PR #13361, opened 2023-01-09
feat: [CDS-44455]: Add node list pane for toggling visibility of matrix child nodes

rameshx:
### Summary

Adds a node list pane in the execution view for toggling the visibility of nodes when a looping strategy is used.
Shows a maximum of 8 nodes by default if no selection is made by the user. 
If any nodes are selected, only selected nodes are rendered in the graph.

#### Screenshots

https://user-images.githubusercontent.com/52284933/211321772-feebb219-df4f-4ff9-aab7-74a2ef3a3e5a.mov


src/modules/70-pipeline/components/ExecutionNodeList/CollapsedNodeStore.tsx
```diff
@@ -0,0 +1,61 @@
...
+export function CollapsedNodeProvider({ children }: { children: React.ReactNode }): JSX.Element {
+  const useReducerReturn = useReducer(reducer, null, createInitialState)
+
+  return <CollapsedNodeContext.Provider value={useReducerReturn}>{children}</CollapsedNodeContext.Provider>
+}
+
+export function useCollapsedNodeStore(): [CollapsedNodeState, React.Dispatch<CollapsedNodeAction>] {
+  const store = useContext(CollapsedNodeContext)
+  if (!store) {
+    throw new Error('useCollapsedNodeStore should be used within CollapsedNodeProvider')
```
PratyushGar, line 58: We can move this text to strings

PratyushGar (approved):

src/modules/70-pipeline/components/ExecutionNodeList/CollapsedNodeStore.tsx
rameshx: This is not displayed to the user, mostly useful during development if we accidentally try to use the hook without provider.

shaurya-harness (approved):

──────────

Wherever the string "useCollapsedNodeStore" appears in the entries, copy that line.

RESPONSE
+export function useCollapsedNodeStore(): [CollapsedNodeState, React.Dispatch<CollapsedNodeAction>] {
+    throw new Error('useCollapsedNodeStore should be used within CollapsedNodeProvider')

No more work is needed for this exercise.